Lombok is described as being the next dream destination. It is one of the 17,000 islands that make up the vast archipelago of Indonesia. Its major selling point according to the locals is that it is not overrun with tourists like neighbouring Bali.
My own observations will not find agreement with those involved in the tourist trade. Many of the beaches that I saw are strewn with rubbish, much of which has been lying around for a long time. In the south the sands around Kuta are promoted as being exceptionally beautiful. They are backed up by tall cliffs but even here the beaches are far from pristine.
On a walk into the jungle I followed a dry riverbed, a dumping place for domestic waste, for as far as I walked along it there were heaps of putrid sacks being picked over by quarrelsome cockerels and large grey rats.
Men sit around much of the time and when not sleeping, which is most of the day, hassle visitors. It continues non stop from first light until the late hours. Take this tour or that tour. Do you want rent a motorcycle? You go visit a factory outlet? Where you go trekking? Then there is a continual procession of itinerant vendors hawking woodcarvings, fruit, fabrics, brake shoes, plastic canoes and so it goes and it is the same on the beach. One old veiled woman asked me several times if I wanted a pineapple or a mango. When I said OK she asked me for the equivalent of 5 pounds. I only had about 1 pound on me. I said I would leave it. She insisted I take the fruit and return later with the balance. Of course I didn’t return – she was a cheat – the same could have been bought in a store for less than half the price I paid.
Later I rode a motor scooter up into the hills hoping to get a view of Mount Ranjini. I was to be disappointed – clouds hung over much of the interior. Everywhere I visited I saw the same scenes – filthy rivers, plastic bags caught on trees and bushes and more piles of rubbish heaped up between the sad dwellings
I was unable to reconcile my discerning eye of prejudice to such sights and neglect. Maybe it was here on this island that the concept of indolence was first awakened.
Indonesian shipping has a deserved reputation. It is dangerous. Thousands of boats navigate between the thousands of islands daily carrying thousands of passengers. Many of them have seen long service in the waters of other nations before being retired as being unseaworthy. Enter the Indonesian entrepreneur and the ancient vessel will start life anew.
Crews have very little training. Maintenance means the minimum to keep the ship at sea. Lifejackets are locked away so they are not stolen (passengers on flights are warned not to steal the ones under their seats).
So when we had embarked for the five hour crossing to Bali it wasn’t reassuring to see the cracked and rusted deck. It was such a small boat to be crossing such treacherous seas. I loosened my boot laces just in case.
The only really efficient thing onboard was the ship’s horn. This had been thoughtfully positioned about 1 metre above the deck and beside an area where a lot of voyagers hunker down for the crossing. One of them not knowing what it was used it to prop his head up. Three great blasts bellowed forth. The guy leapt upwards in shock and stumbled around the deck with his hands clasped tightly around his ears. People laughed.

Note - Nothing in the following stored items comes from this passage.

PR #62, opened 2020-04-07
Architecture Modifcations - Input Controllers

BryanGraeser:
Updates to clean up architecture. 

Changes made:
- InputController and EventInputProcessor are now both folded into GameEngine so GameEngine directly handles all input instead of splitting it across 3 modules.
- Add support for comma and period changing of light radius


core/src/com/fallenflame/game/GameEngine.java
```diff
@@ -445,5 +453,154 @@ public void setScreenListener(ScreenListener listener) {
...
+            horizontal += 1.0f;
+        }
+        if (Gdx.input.isKeyPressed(Input.Keys.A)) {
+            horizontal -= 1.0f;
+        }
+
+        // TODO: REMOVE CODE BELOW WHEN MOUSE WHEEL IS FIXED --> We should still include this as a functional alternative if possible
+        //#region mouse wheel alternative
+        if(Gdx.input.isKeyPressed(Input.Keys.PERIOD)){
+            lightRadius += 1.0f;
```
lsizemore8: This change is something that needed to be done anyways. I think this should changed to level.lightFromPlayer(1.0f), since right now this doesn't do anything because we don't use lightRadius at all.

core/src/com/fallenflame/game/GameEngine.java
```diff
@@ -445,5 +453,154 @@ public void setScreenListener(ScreenListener listener) {
...
+        }
+        if(Gdx.input.isKeyPressed(Input.Keys.COMMA)){
+            lightRadius += -1.0f;
```
lsizemore8: See above, but same comment.

core/src/com/fallenflame/game/GameEngine.java
```diff
@@ -30,63 +36,78 @@
...
+    private boolean sneakPressed;
+    private boolean sneakPrevious;
+    /** How much did we move horizontally? */
+    private float horizontal;
+    /** How much did we move vertically? */
+    private float vertical;
+    /** Did we increase or decrease the radius?
+     * Can only be two values: -1 and 1
+     */
+    private float lightRadius;
```
lsizemore8: If comments below are followed, this can be removed.

lsizemore8 (changes requested):
See comments. Now that we have everything in GameCanvas, we don't need lightRadius anymore and can just call level.lightFromPlayer(value)

BryanGraeser:
> 
> 
> See comments. Now that we have everything in GameCanvas, we don't need lightRadius anymore and can just call level.lightFromPlayer(value)

Made these changes. Changed the value to 0.5f for period and comma though because it is a lot less precise and gradual than the scroll wheel.

lsizemore8 (commented):
Looks good.

lsizemore8 (approved):
Yay for a large GameEngine

PR #63, opened 2020-04-08
Sound

stallop:
Directional sound kind of implemented w/ volume and pan, but either pan has hardly any effect or my headphones suck. Anyone feel free to check it out and let me know what you think and how you believe it could be improved.


BryanGraeser:
Where is SoundController used? It looks like it's not used at all, so I'm confused as to why it's included

BryanGraeser (approved):
Removed the extra SoundController file and I line I forgot to remove. I think it's gtg codewise now! Next if you can find free or temporary sounds that are closer to what they should be (and mono channel) would be great, but that can be a dif PR.

PR #64, opened 2020-04-09
Updated textures

ronnie-dumesh:
Updated filmstrips for the player's movement animations as well as setting the texture to be drawn offset from the physics body. Also added support for two different wall objects "vertical-wall" which uses the "single-brick" texture and "horizontal-wall" which uses the "double-brick" texture. These textures are being updated by Ravina. Also added support for the floor texture.


core/assets/jsons/global.json
```diff
@@ -33,17 +41,27 @@
...
       "startframe": 0,
       "walklimit": 4,
-      "texture": "enemy",
+      "texture":     	{
+        "left": "enemy",
+        "right": "enemy",
+        "up": "enemy",
+        "down": "enemy",
+        "walk-left": "enemy",
+        "walk-right": "enemy"
```
BryanGraeser: What is the difference between "left" and "walk-left" and between "right" and "walk-right"?

core/assets/jsons/global.json
```diff
@@ -72,14 +90,27 @@
     "tint": [1.0, 1.0, 1.0, 1.0],
     "startframe":       0
   },
-  "wall": {
+  "vertical-wall": {
```
BryanGraeser: Why the name switch between "vertical-wall" and "single-wall"? Why not just one or the other?

core/src/com/fallenflame/game/LevelController.java
```diff
@@ -590,7 +596,9 @@ public void draw(GameCanvas canvas, float delta, BitmapFont displayFont) {
 
         // Draw all objects
         canvas.begin();
-        player.draw(canvas);
+        //TODO: draw background here
+        //canvas.draw(,0,0)
+        levelModel.draw(canvas);
```
BryanGraeser: Why are we using level model to draw?

core/src/com/fallenflame/game/LightController.java
```diff
@@ -211,6 +211,18 @@ public void updateLights(Collection<FlareModel> flares, Collection<EnemyModel> e
...
+        //playerLight.setPosition(player.getX() + 300f, player.getY() + 300f);
+        //Changes being made when checking using get position?
+        //System.out.println(playerLight.getPosition());
+
+        //float xOffset = l.getX() + 0.65f *  (float) Math.abs(Math.sin(o.getAngle()));
+//        System.out.println(o.getAngle());
+//        System.out.println(l.getY());
+//        float yOffset = l.getY() + 0.65f * (float) Math.abs(Math.cos(o.getAngle()));
+//        System.out.println(yOffset);
+//        System.out.println("");
```
BryanGraeser: Please delete this

BryanGraeser (changes requested):
Couple minor comments, but my main question is why are we using LevelModel to draw?

core/assets/jsons/global.json
ronnie-dumesh: Was a difference originally, but deprecated now. Will remove it.

core/src/com/fallenflame/game/LevelController.java
ronnie-dumesh: Fixed

core/src/com/fallenflame/game/LightController.java
ronnie-dumesh: Done

core/assets/jsons/global.json
ronnie-dumesh: Good point, will fix it

core/src/com/fallenflame/game/LightController.java
ronnie-dumesh: Left the TODO for later however

BryanGraeser (approved):
Removed unnecessary level model changes to prevent later merge conflict. GTG now

PR #67, opened 2020-04-12
Fog

lsizemore8:
Fog is complete with minimal performance impacts. Every once in a while the fps does drop for a second, but that is likely due to the garbage collector and this problem is similar to the issue the professor mentioned in lab 3 for programmers. There is more fog around an enemy and no fog in the light radius/player position/walls position. 

It still is having a slight issue where its radius where it doesn't draw fog is larger than the actual light radius, but it works well enough.


BryanGraeser:
Okay, I haven't reviewed the actual code yet, but just from running it there are a couple things I noticed:
1. Can we slow down the movement of the fog a lot? I think it's quite distracting.
2. I can't tell that there's more fog around the enemy. I only notice it if I know exactly where the enemy is and look closely, expecting it to be there. There either needs to be a lot more, or it needs to be darker or something. The area around the enemy in which it exists also needs to be larger and randomized (ie so the enemy is not always perfectly in the center).
3. Fog is still around flares. We probably want it so that this is not the case.

But the fog avoiding walls and player light radius looks great and performance seems good.

core/src/com/fallenflame/game/GameCanvas.java
```diff
@@ -863,6 +864,30 @@ public void draw(PolygonRegion region, Color tint, float ox, float oy, Affine2 a
         computeVertices(local,region.getVertices());
     }
 
+//    /**@deprecated */
+//
+//    public void drawFog(ParticleEffectPool fogPool, FogController.fogParticle[][] fog, float delta){
+//        drawFog(fog, delta);
+//    }
```
BryanGraeser: Delete

core/src/com/fallenflame/game/LevelController.java
```diff
@@ -56,9 +61,10 @@
 
     // Controllers
     /** Light Controller */
-    private LightController lightController;
+    private final LightController lightController;
```
BryanGraeser, line 89: Why this change?

core/src/com/fallenflame/game/LevelController.java
```diff
@@ -56,9 +61,10 @@
...
     /** AI Controllers */
-    private List<AIController> AIControllers;
+    private final List<AIController> AIControllers;
+    private final FogController fogController;
```
BryanGraeser, line 92: Same question

core/src/com/fallenflame/game/LevelModel.java
```diff
@@ -172,9 +197,25 @@ public boolean inBounds(int x, int y) {
     public boolean isSafe(int x, int y) {
         //TODO: should return inBounds(x, y) and whether Tile.safe is true.
         //TODO: Tile.safe is false when it's an obstacle on it and true otherwise.
-        return (inBounds(x,y) && tileGrid[x][y].safe) || tileGrid[x][y].goal;
+        return (inBounds(x,y) && !(
+                        tileGrid[x][y].wall
+//                        tileGrid[x][y].enemy ||
+//                        tileGrid[x][y].player
+                )) || tileGrid[x][y].goal;
     } //TODO: temporary change
```
BryanGraeser: What are the comments here for? IsSafe is used by AI, so it should be safe even if a player or the enemy calling it is there

core/src/com/fallenflame/game/LevelController.java
```diff
@@ -466,8 +476,14 @@ public void update(float dt) {
                 }
             }
 
+            // Update level model.
+            levelModel.update(player, enemies);
+
```
BryanGraeser, line 554: This is fine, but please update earlier comments in this method that state "(and update levelModel)"

core/src/com/fallenflame/game/LightController.java
```diff
@@ -89,7 +89,7 @@ public void initialize(PlayerModel player, JsonValue levelLighting, World world,
         RayHandler.useDiffuseLight(true);
         rayhandler = new RayHandler(world, Gdx.graphics.getWidth(), Gdx.graphics.getHeight());
         rayhandler.setCombinedMatrix(raycamera);
-        rayhandler.setAmbientLight(0, 0, 0, 0);
+        rayhandler.setAmbientLight(0, 0, 0, 0.2f);
```
BryanGraeser: Try to set all constants like this as constants defined at the top of the class so they can be easily found and adjusted.

BryanGraeser (changes requested):
Some minor comments. We may have to wait on the changes I outlined in my earlier comment until after the presentation

core/src/com/fallenflame/game/LevelController.java
lsizemore8: @foxhatleo

foxhatleo: IntelliJ suggested and highlighted it with yellow background so I might have just clicked on the suggestion. I can revert it, altho it doesn't matter cos we don't create controller instance twice.

core/src/com/fallenflame/game/LevelController.java
foxhatleo: Same answer as above

foxhatleo (approved):
Good to go.

BryanGraeser (approved):
gtg

PR #70, opened 2020-04-13
Enemy typeb

BryanGraeser:
Added enemy typeb. This is the firing enemy. It has 3 states: Idle, Direct Fire (when firing at visible player), and Sustained Fire (when firing at player's last known position). Fireballs kill the player, generate light, and dissipate on collision with a wall. Refer to code comments for details, but major changes:
- Added EnemyTypeBModel
- Added AITypeBController
- Modified what is in EnemyModel vs extending classes
- Added control code for firing
- Added enemy firing handling in LevelController
- Added fireballModel 
- Added fireball handling to LevelController (including loss of game collision) and LightController


stallop:
The fireball speed seems to scale with the distance between the location fired at and the location of the enemy, is this intentional?

BryanGraeser:
> 
> 
> The fireball speed seems to scale with the distance between the location fired at and the location of the enemy, is this intentional?

Good catch. Should be fixed now.

stallop (approved):
That was the only issue I noticed, now that it's fixed everything looks good!

PR #72, opened 2020-04-13
Fixed Win Bug

### LINKED ISSUE #66: Player can lose if enemy catches up after winning
If the player wins and then the enemy catches up to the player, the game switches to "you died" text.

lsizemore8:
Fixed bug that caused the "victory" text to turn into "you died" if an enemy ran into you after you won.


core/src/com/fallenflame/game/GameEngine.java
```diff
@@ -364,12 +364,12 @@ public void draw(float delta) {
...
 
         // Final message
-        if (isSuccess) {
+        if (!isFailed && isSuccess) {
             displayFont.setColor(Color.YELLOW);
             canvas.begin(); // DO NOT SCALE
             canvas.drawText("VICTORY!", displayFont, 0, canvas.getHeight());
             canvas.end();
-        } else if (isFailed) {
+        } else if (!isSuccess && isFailed) {
```
BryanGraeser: Doesn't this just mean nothing is displayed if the enemy runs into the player after winning?

BryanGraeser (commented):
Should we still allow anything to move after winning? Why don't we just stop the player from moving and levelController from updating?

BryanGraeser:
Changed it so the level freezes while the victory/loss message is displayed

BryanGraeser (approved):
gtg

core/src/com/fallenflame/game/GameEngine.java
lsizemore8: Yep. Tbh this pull request was done last night in the hopes that it would be merged in before today, it wasn't a permanent fix.

PR #167, opened 2020-05-21
Wall fix

ronnie-dumesh:
This PR does one three things

1. modifies the double-wall-side-view and double-wall-top-view to be 64 x 64 instead of 65 x 65 and removes any padding these walls had
2. removes unused textures
3. modifies level/t1 to fit in line with the requirement that wall textures partially instead of fully overlap


foxhatleo (approved):
gtg

PR #168, opened 2020-05-21
New world assets

foxhatleo:
This PR adds new world assets and is compatible with current level editor JSON implementation. Specifically it adds:

- Two new background texture ("forest-tile" and "volcano-tile")
- A new set of wall textures ("wall-side-volcano" and "wall-top-volcano")
- Trees


packr-stuff/packr-mac.json
```diff
@@ -5,6 +5,7 @@
     "classpath": [
         "fallen-flame.jar"
     ],
+    "icon": "icon.icns",
```
BryanGraeser, line 8: Why this change? Is this adding the fallen flame icon?

BryanGraeser (changes requested):
Looks really good! I have a few major questions though:

1. The tree physics body should be a big larger, and I think it perhaps should also be square. I understand you don't want to to feel too artificial, but right now it's size is a bit too conservative and this combined with the circular nature makes it confusing to walk along. For example you can get caught in positions like this, and I can foresee some frustration on the part of the player
image
I get the need for drawing in a specific order bc the branches go higher than where the physics body should be, and I think this is handled well. However, is there any real need for it to be circular? If we do make it square, I think the level-editor should show the square physics body of the tree so it is easier to set and it should snap to tiles like the walls. This will keep our level-design process and components consistent. In short: I think it should behave more like walls.

2. Flares currently go through trees. Discussing this in slack rn, but idk if we want this.

3. I think the border for forest levels should be trees, not walls as it currently is in the level-editor. This is obviously more of a level-editor change, but I thought I'd mention it here.

BryanGraeser:
The more I think about, the more I think trees should just act like wall objects (if not be wall objects) where the texture extends higher than the physics body

packr-stuff/packr-mac.json
foxhatleo: Yeah this is a packr update. I told Laura i put it in this PR to save time cos it's a tiny update.

BryanGraeser (approved):
gtg

PR #169, opened 2020-05-21
Texture hotfix

lsizemore8:
Added back the slime texture, as slime should not have been deleted in the first place, and removed the logic that was calling the inactive_flare_counter


core/assets/jsons/global.json
```diff
@@ -254,8 +254,7 @@
   },
   "flarecount": {
     "texture": {
-      "active": "activeflarecounter",
-      "inactive": "inactiveflarecounter"
```
BryanGraeser, line 258: Can you remove `inactiveflarecounter` from assets too so it isn't being loaded?

BryanGraeser (approved):
One small change, then gtg

core/assets/jsons/global.json
lsizemore8: It's already removed

PR #170, opened 2020-05-21
Tutorials update

lsizemore8:
Added in the new tutorial levels, and made changing levels by number (a fix added for pre-beta, before level select was a thing) only available when ALLOW_DEBUG is true.


BryanGraeser (changes requested):
Definitely some big improvements here, but there's still a decent number of changes to be made.

Tutorial Level 4 (flare) still has a lot of issues:
- The **big** one that TA's have been complaining about: This level is supposed to teach you about flares but does not require you to actually throw a flare. Like I mentioned after we talked to the TA, the level should be: a long hallway that is narrow enough an enemy blocks it, there is an enemy between the player and the exit, but there is space past the exit in the hallway. Ergo, the solution is to throw a flare down the hallway so the enemy goes past the exit.
- I think the first text "Aim with the mouse..." should show up right away instead of you having to walk forward to prompt it. 
- I also think you can get rid of the last text in that level "Walk to the exit" bc there's already a lot of text here with little time to read.

Level 5 (LShift) issues:
- Again this level does not actually require the use of the ability it is teaching. I successfully used sneak to pass the enemy instead of L-Shift lure like I was supposed to. The gap around the enemy needs to be tighter.
- the instructions need to mention that enemies go to your last known position. Also I suggest replace "let go" with "release"

Level 6:
- Small change, but I think the corridor at the end should be longer so when it says "run" you actually have a bit of frantic running. This is more of a "feel" change.

Finally, **there is still no shooter tutorial.** As the TA mentioned this **needs** to be added.

BryanGraeser:
Text on level 4 is way too long (also last sentence is missing a period).
Shorter version:
> An enemy is blocking your path! It will only chase you if your light touches it. Hold L-Shift to lure it towards you, and release to sneak by. The enemy will go to your last known location. 

For the shooter level, the initial text disapears way too fast. Extend the level space if you need, but it needs to stick around longer.

BryanGraeser (approved):
gtg

PR #171, opened 2020-05-21
Wall flare

stallop:
Works but had to change things slightly in other parts. For some reason timeToBurnout() was using 1 to indicate is wasn't on a wall yet, and anything calling it was just checking if it was <= 0 to make sure it was burnt out. This was causing a pop at the 1ms mark on fading, so I changed it to return -1 for not being on a wall yet, and just had logic elsewhere check if timeToBurnout == 0 to see if it's burnt out since the time for a flare on wall doesn't seem to be able to go below 0 anyways (compares the time with 0 and chooses the max before returning).

### DIFF
--- a/core/assets/jsons/global.json
+++ b/core/assets/jsons/global.json
@@ -180,6 +180,7 @@
     "radius":      	  0.1,
     "lightradius":     3.5,
     "flareduration":  2500,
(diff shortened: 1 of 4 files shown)


BryanGraeser (approved):
Looks good to me

PR #173, opened 2020-05-21
Story modes

lsizemore8:
Added the three story modes. In the game, here's where they are: 
intro: When you choose level 1 of cave
Trees: Finish the last level of cave
Volcano: finish the last level of trees

Currently the story will always play after you complete that x task. It's designed to still work, even as we add/remove levels (provided there is 1 level in the first world). Music is the menu music for now

This also fixes the fog black path for patrollers, as it was a 2 line change and not worth making a separate PR on


stallop (commented):
Moved around levels a bit and wasn't able to break it, so functionally it seems all good. Only issue is that the left and right buttons seem a bit hard to see on some of the brighter comics. Maybe a slight black outline would help? Or just anything to visually distinguish them from the background a bit more.

BryanGraeser:
Looks good just needs the new buttons

BryanGraeser:
Question: Is there a way to re-view these?

BryanGraeser:
Maybe add them to the map?

stallop (approved):
Much easier to see now.

PR #174, opened 2020-05-21
Check framerate

ronnie-dumesh:
This code adapts our texture updating by being dynamic for any framerate (although primarily 30 FPS and 60 FPS were tested).

It also adds a fireBuddyLimit to global.json so that the updating of the fire buddy does not relay on player movement at all. The fire buddy now "moves" even when the player idle. 

Additionally, it makes minor modifcations to the speed of the victory animation.

Essentially, the game should "move" at the same-rate regardless of the FPS. You can change the FPS by uncommenting out the code in DesktopLauncher. It may look stuttery due to the low FPS, but all animations should move at a constant rate and shouldn't look like "slow-motion"

### DIFF
--- a/core/assets/jsons/global.json
+++ b/core/assets/jsons/global.json
@@ -26,7 +26,7 @@
       "death-right": "player-death-right"
     },
     "deathdelay": 45,
-    "windelay": 45,
+    "windelay": 20,
     "walksound":    "new-walk",
     "firebuddy": {
       "texture": {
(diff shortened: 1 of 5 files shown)


lsizemore8 (approved):
Remove the commented code but this looks gtg

BryanGraeser:
If this PR is meant to speed up the win animation, I think it can still be significantly faster. At least double what it is rn

BryanGraeser:
Other than that looks good

ronnie-dumesh:
I made it as fast as I possibly could for it to work for 30 FPS and 60 FPS, a duration of about 1 second

PR #176, opened 2020-05-22
fixed player walking upwards using walkRight filmstrip

ronnie-dumesh:


core/src/com/fallenflame/game/CharacterModel.java
```diff
@@ -330,10 +330,10 @@ public void update(float dt) {
         if(angle < 0) angle = angle + 2 * Math.PI;
         int angle100 = (int) (angle * 100);
 
-        if(angle100 == 0){
+        if(angle100 == 0 || angle100 == 628){
```
lsizemore8, line 333: Why 628? This seems like a random number

ronnie-dumesh: 2 * pi  aka 0 on a unit circle. I convert 6.28 to an int just to prevent floating point errors in comparisons and stuff

lsizemore8 (approved):
Looks gtg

At 3:25pm we crossed the imaginary line of longitude named for Alfred Russel Wallace the Victorian naturalist who determined that there are significant differences between the flora and fauna either side of the line. This line runs between Bali to the west and Lombok to the east. On the eastern side of the line the flora and fauna are more closely related to Australia than on the western side which is Asiatic.
Five hundred years ago Sebastian Elcano chartered these waters. He had taken command of the ship following the untimely death of Ferdinand Magellan thus he became this first person to circumnavigate the globe. Yet his name is unknown outside of his Spanish homeland. For me his name should be up there alongside those of Neil Armstrong, Scott of the Antarctic and Wayne Rooney.